ASSIGNMENT: Reply with one number only: the count of lines below that contain the word "should".

RECORDS SHOWN:
PR #1322, opened 2022-03-26
Fix usage of SDL_Init for emscripten

### LINKED ISSUE #1321: How are examples built with emscripten such that sound works?
Although there is a working example here: https://allegro5.org/examples/examples/ex_saw.html I am not able to get a local build to work.

Following the instructions at https://github.com/liballeg/allegro5/blob/master/README_sdl.txt , I made a few tweaks during my attempts:

1) `-D WANT_OPENAL=ON` (seemed odd this would be disabled, as emscripten has an openal port)
2) `-I "$EM_CACHE/sysroot/include/AL"` (probably a hack.  altho emscripten has openal headers in its provided sysroot, they are within a folder and the compiled code expects them to not be: `#include <al.h>` vs `#include <AL/al.h>`

I can successfully build and load the HTML in the browser, but I only get `Generating saw wave...` in the output and nothing else.

connorjclark:
This patch fixes audio for emscripten.

I printed errors as SDL_GetError was called, and saw this:

image

Debugging told me the audio system was being initialized, but then shut down. Turns out that if any subsytem requested by SDL_Init cannot start, SDL will shutdown everything. So the haptic subsystem failing was problematic.

It fails because SDL configured the haptic subsytem to not build for emscripten (guess it's not supported).

This behavior in SDL_Init is a recent change. About 6 months ago SDL changed the init function to shutdown things when any requested subsystem failed to start: https://github.com/libsdl-org/SDL/commit/0e294e90ae6953777cc78b5d09dd5c8966dc96ab . Previously, it would just return -1, but allegro ignores the return code, so it didn't matter (not fully understanding why everything still worked even though every subsystem after the haptic would have not been initialized...shrug)

I confirmed that the audio demos now play sound in the browser when built locally, using the instructions found in the SDL readme.

Fixes #1321

### DIFF
--- a/src/sdl/sdl_system.c
+++ b/src/sdl/sdl_system.c
@@ -148,7 +148,7 @@ static ALLEGRO_SYSTEM *sdl_initialize(int flags)
    unsigned int sdl_flags = SDL_INIT_EVERYTHING;
 #ifdef __EMSCRIPTEN__
    // SDL currently does not support haptic feedback for emscripten.
-   sdl_flags -= SDL_INIT_HAPTIC;
+   sdl_flags &= ~SDL_INIT_HAPTIC;
 #endif
    if (SDL_Init(sdl_flags) < 0) {
       ALLEGRO_ERROR("SDL_Init failed: %s", SDL_GetError());
--- a/src/sdl/sdl_system.c
+++ b/src/sdl/sdl_system.c
@@ -144,7 +144,16 @@ static ALLEGRO_SYSTEM *sdl_initialize(int flags)
    ALLEGRO_SYSTEM_SDL *s = al_calloc(1, sizeof *s);
    s->system.vt = vt;
 
-   SDL_Init(SDL_INIT_EVERYTHING);
+   // TODO: map allegro flags to sdl flags.
+   unsigned int sdl_flags = SDL_INIT_EVERYTHING;
+#ifdef __EMSCRIPTEN__
+   // SDL currently does not support haptic feedback for emscripten.
+   sdl_flags -= SDL_INIT_HAPTIC;
+#endif
+   if (SDL_Init(sdl_flags) < 0) {
+      ALLEGRO_ERROR("SDL_Init failed: %s", SDL_GetError());
+      return NULL;
+   }
 
    _al_vector_init(&s->system.displays, sizeof (ALLEGRO_DISPLAY_SDL *));
 


connorjclark:
Aside: I was only able to start debugging when I added logging to SDL_SetError in my local emscripten ports build cache. I noticed that allegro doesn't provide a logging interface in its System driver, and only in one place does it ever call SDL_GetError (when making a window). Would it make sense to extend the system driver interface to include logging, and somehow wire SDL's logging infrastructure into allegro? Or is there already a way to get SDL logging from allegro that I'm overlooking?

src/sdl/sdl_system.c
```diff
@@ -144,7 +144,16 @@ static ALLEGRO_SYSTEM *sdl_initialize(int flags)
    ALLEGRO_SYSTEM_SDL *s = al_calloc(1, sizeof *s);
    s->system.vt = vt;
 
-   SDL_Init(SDL_INIT_EVERYTHING);
+   // TODO: map allegro flags to sdl flags.
+   unsigned int sdl_flags = SDL_INIT_EVERYTHING;
+#ifdef __EMSCRIPTEN__
+   // SDL currently does not support haptic feedback for emscripten.
+   sdl_flags -= SDL_INIT_HAPTIC;
```
SiegeLord, line 151: That looks very odd... I'd rather see this as `sdl_flags &= ~SDL_INIT_HAPTIC;`

SiegeLord:
Thanks for investigating this.

What do you mean by a logging interface? You want an Allegro function that one can call to add to a log? If SDL has something like `https://liballeg.org/a5docs/trunk/system.html#al_register_trace_handler`, then we could pass it a function that appends to logs (via `ALLEGRO_INFO` etc macros).

SiegeLord:
Something like:

```c
void log_to_allegro(void *userdata, int category, SDL_LogPriority priority, const char *message) {
  (void)userdata;
  const char* category_string;
  switch (category_string) {
    case SDL_LOG_CATEGORY_APPLICATION:
      category_string: "SDL_LOG_CATEGORY_APPLICATION",
      break;
    ...
  }
  switch (priority) {
    case SDL_LOG_PRIORITY_INFO:
      ALLEGRO_INFO("%s: %s\n", category_string, message);
      break;
    ...
  }
}

SDL_LogSetOutputFunction(log_to_allegro, NULL)
```

src/sdl/sdl_system.c
pedro-w: Is it possible to do this by trying to init with `SDL_INIT_EVERYTHING` and falling back to `SDL_INIT_EVERYTHING & ~SDL_INIT_HAPTIC` if it fails? The reason being that, if SDL ever does implement a haptic driver for Emscripten, it will work without having to change this code back.

connorjclark: @pedro-w Good idea. There is a Web api for [vibration](https://developer.mozilla.org/en-US/docs/Web/API/Vibration_API), so it's certainly possible that one day the haptic system will work. I'll try your backing-off strategy this evening.

connorjclark:
> What do you mean by a logging interface?

I don't have any particular ideas re: implementation, mainly just voicing an annoyance that whatever logging SDL is doing is not accessible to allegro / configurable. Sorry, I'm not being very constructive here :)

There does seem to be a way to set a callback function for logging in SDL: https://github.com/EddieRingle/SDL/blob/master/src/SDL_log.c#L361

src/sdl/sdl_system.c
connorjclark: There seemed to be some sound issues when I did the backoff approach. I'm not confident that SDL truly cleans up everything when it shutsdown its systems.

connorjclark, line 151:
```suggestion
   sdl_flags &= ~SDL_INIT_HAPTIC;
```

PR #1326, opened 2022-04-09
Allow SDL joysticks to be reconfigured after init

connorjclark:
Currently joysticks do not work with programs built with emscripten+SDL backend. You can verify this by trying to use a gamepad with the joystick events example [here](https://allegro5.org/examples/examples/ex_joystick_events.html).

The SDL joystick code reads the number of joysticks connected on init, keeping track of the number found in a `count` variable. If a new controller connects, SDL emits an event, but currently the event handling code _ignores all events_ if on init it found zero controllers.

On the web, the `gamepadconnected` event [only fires after the first input on the controller](https://developer.mozilla.org/en-US/docs/Web/API/Gamepad_API/Using_the_Gamepad_API). This means that on the web, SDL will have zero controllers on setup... unless you happen to be twiddling the controller inputs on setup. The example above initializes too quickly to see this behavior, but it was the first thing I noticed while debugging this issue in my (more setup-intensive) application: controllers only worked if I was twiddling the controller during setup.

The fix is:
1) Don't ignore events if allegro doesn't yet know about any controllers. After all, one of those events is "new controller connected"!
2) Call `sdl_reconfigure_joysticks` when a controller connects or disconnects

I confirmed this patch works for my application and for the above example:
image

### DIFF
--- a/src/sdl/sdl_joystick.c
+++ b/src/sdl/sdl_joystick.c
@@ -49,9 +49,6 @@ static SDL_Joystick *get_sdl(ALLEGRO_JOYSTICK *allegro)
 
 void _al_sdl_joystick_event(SDL_Event *e)
 {
-   if (count <= 0)
-      return;
-
    ALLEGRO_EVENT event;
    memset(&event, 0, sizeof event);
 
@@ -97,7 +94,7 @@ void _al_sdl_joystick_event(SDL_Event *e)
 static bool sdl_init_joystick(void)
 {
    count = SDL_NumJoysticks();
-   joysticks = calloc(count, sizeof * joysticks);
+   joysticks = count > 0 ? calloc(count, sizeof * joysticks) : NULL;
    int i;
    for (i = 0; i < count; i++) {
       joysticks[i].sdl = SDL_JoystickOpen(i);
@@ -131,6 +128,7 @@ static void sdl_exit_joystick(void)
    }
    count = 0;
    free(joysticks);
+   joysticks = NULL;
 }
 
 static bool sdl_reconfigure_joysticks(void)


beoran:
Thanks for this patch. I wonder what that count variable was supposed to do. Could you please confirm there are no unintended side effects?

connorjclark:
Nothing seems to have broken for me, with 0 joysticks or 1 connected. However, I only own a single gamepad so I can't test the more complex cases of multiple gamepads and them being reconfigured in an expected manner on connect/disconnects.

beoran:
That would be great, thanks. If you could buy or borrow a second joypad or joystick, that would even be better. They are relatively cheap these days.

SiegeLord:
I should be able to test with multiple controllers.

src/sdl/sdl_joystick.c
```diff
@@ -83,6 +82,7 @@ void _al_sdl_joystick_event(SDL_Event *e)
    }
    else if (e->type == SDL_JOYDEVICEADDED || e->type == SDL_JOYDEVICEREMOVED) {
       event.joystick.type = ALLEGRO_EVENT_JOYSTICK_CONFIGURATION;
+      sdl_reconfigure_joysticks();
```
connorjclark, line 85: looking at `ex_joystick_hotplugging` it seems the expectation is that programs should decide themselves to reconfigure. If so, should this line be removed (and any program that needs to just will call `al_reconfigure_joysticks` on this event themselves?)

connorjclark: Ah, so does `ex_joystick_events`. OK, this line probably doesn't belong here.

src/sdl/sdl_joystick.c
```diff
@@ -97,7 +94,7 @@ void _al_sdl_joystick_event(SDL_Event *e)
 static bool sdl_init_joystick(void)
 {
    count = SDL_NumJoysticks();
-   joysticks = calloc(count, sizeof * joysticks);
+   joysticks = count > 0 ? calloc(count, sizeof * joysticks) : NULL;
```
connorjclark, line 97: In my testing I got errors when going from 1 -> 0 controllers because although `joysticks` was being freed in `sdl_exit_joystick`, this line here would have a count of zero and I noticed `joysticks[0]` still had a pointer to (free'd) data. [`calloc`](https://en.cppreference.com/w/c/memory/calloc) has odd behavior when size is zero. To fix, manually set to NULL when size is zero.

Also, set `joysticks` to NULL after freeing for good measure.

connorjclark:
I confirmed that going from 0->1 and 1->0 controllers works as expected in the demos. @SiegeLord I've uploaded emscripten builds for your convenience:

https://comfortable-badge.surge.sh/ex_joystick_events.html

https://comfortable-badge.surge.sh/ex_joystick_hotplugging.html

SiegeLord:
Seems to work fine with two controller as well. Thanks for the change!

beoran:
Indeed, thank you very much for your extra tests and for 
contributing!

PR #1327, opened 2022-04-10
Set joystick button name for SDL game controllers

connorjclark:
SDL provides a function to map a button to a name, but only for SDL game controllers (not SDL joysticks). Allegro doesn't have a distinction between controllers/joysticks, which is fine. But when possible allegro can query SDL for the name of a button if supported.


SiegeLord:
Thanks!

PR #1330, opened 2022-04-20
Fix SDL mouse axis setter

connorjclark:
The correct indices for the z and w mouse values are [2 and 3](https://github.com/liballeg/allegro5/blob/e8457df9492158f2c5f41676e70f0b98c7f5deeb/src/mousenu.c#L173), but the sdl mouse implementation uses 1 and 2. This results in buggy ("sticky") mouse wheel behavior when using SDL (a call to `al_set_mouse_z(0)` would never really clear the z value, so mouse events always kept their previous value given no new wheel input even though the user cleared it)


SiegeLord:
Thanks!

SOLUTION FOR THIS TASK: 2